>>>
PR #6880, opened 2021-05-05
Solitaire: Improvements to the Solitaire GUI

trflynn89:
This started out as "hey let's add a statusbar for the score", and became a bit of a journey to make that possible. Overall this:
* Converts Solitaire to use GML
* Changes the widget holding the Solitaire game to a frame for a nice bezel
* Updates the painting logic to only paint areas that actually need updating
* Adds a status bar to display the score and the elapsed time

New look:
solitaire1
solitaire2


awesomekling:
Strong QoL improvements through and through. :)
<<<
YOUR INSTRUCTIONS:
Your reply must contain the line with "This started out" and each later line of the material, word for word, and nothing else.

ANSWER FOR THE TASK:
This started out as "hey let's add a statusbar for the score", and became a bit of a journey to make that possible. Overall this:
* Converts Solitaire to use GML
* Changes the widget holding the Solitaire game to a frame for a nice bezel
* Updates the painting logic to only paint areas that actually need updating
* Adds a status bar to display the score and the elapsed time

New look:
solitaire1
solitaire2


awesomekling:
Strong QoL improvements through and through. :)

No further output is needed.